• _DIRECTIONS_: Which lines run from the one containing "kentsanggds: Hmmmm, I'll" to the end of the entries below? Reproduce them exactly, both ends included.

• _RECORD EXCERPTS_:
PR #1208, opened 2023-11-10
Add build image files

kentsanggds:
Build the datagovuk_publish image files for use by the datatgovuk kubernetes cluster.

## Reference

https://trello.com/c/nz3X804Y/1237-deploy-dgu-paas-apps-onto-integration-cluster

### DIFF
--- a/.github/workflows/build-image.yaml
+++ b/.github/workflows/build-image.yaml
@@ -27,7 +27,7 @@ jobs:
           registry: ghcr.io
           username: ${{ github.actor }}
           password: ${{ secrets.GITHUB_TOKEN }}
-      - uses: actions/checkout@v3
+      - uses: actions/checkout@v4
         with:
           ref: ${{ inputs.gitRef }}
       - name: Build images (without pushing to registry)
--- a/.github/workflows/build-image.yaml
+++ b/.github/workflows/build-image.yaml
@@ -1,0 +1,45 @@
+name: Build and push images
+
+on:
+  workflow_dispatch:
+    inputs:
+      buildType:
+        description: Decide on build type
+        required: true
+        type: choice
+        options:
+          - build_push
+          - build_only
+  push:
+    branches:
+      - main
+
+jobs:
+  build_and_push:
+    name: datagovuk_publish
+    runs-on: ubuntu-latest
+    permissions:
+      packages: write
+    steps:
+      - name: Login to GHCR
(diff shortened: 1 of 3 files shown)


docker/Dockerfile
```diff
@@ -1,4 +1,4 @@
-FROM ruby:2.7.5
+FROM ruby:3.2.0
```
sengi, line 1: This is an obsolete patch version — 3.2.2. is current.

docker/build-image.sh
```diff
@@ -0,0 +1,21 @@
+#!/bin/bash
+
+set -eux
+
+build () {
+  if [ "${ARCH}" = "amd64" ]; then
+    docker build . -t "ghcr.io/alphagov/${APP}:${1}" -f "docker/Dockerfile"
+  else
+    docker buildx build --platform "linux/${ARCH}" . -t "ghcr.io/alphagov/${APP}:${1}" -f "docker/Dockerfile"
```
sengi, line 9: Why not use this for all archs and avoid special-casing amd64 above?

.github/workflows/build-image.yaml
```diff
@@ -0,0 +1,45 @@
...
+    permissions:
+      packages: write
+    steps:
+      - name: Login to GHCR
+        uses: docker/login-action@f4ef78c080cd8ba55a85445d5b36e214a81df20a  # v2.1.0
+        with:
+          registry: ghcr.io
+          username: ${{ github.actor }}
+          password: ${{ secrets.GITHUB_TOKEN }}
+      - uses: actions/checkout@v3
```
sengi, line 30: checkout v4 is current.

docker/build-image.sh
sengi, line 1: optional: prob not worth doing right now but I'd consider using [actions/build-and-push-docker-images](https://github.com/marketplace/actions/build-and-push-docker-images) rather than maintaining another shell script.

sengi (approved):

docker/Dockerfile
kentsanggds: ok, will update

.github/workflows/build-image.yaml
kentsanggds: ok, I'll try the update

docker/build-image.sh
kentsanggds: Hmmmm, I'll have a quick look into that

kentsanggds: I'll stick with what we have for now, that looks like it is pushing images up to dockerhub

• _ANSWER TO THE PROBLEM_:
kentsanggds: Hmmmm, I'll have a quick look into that

kentsanggds: I'll stick with what we have for now, that looks like it is pushing images up to dockerhub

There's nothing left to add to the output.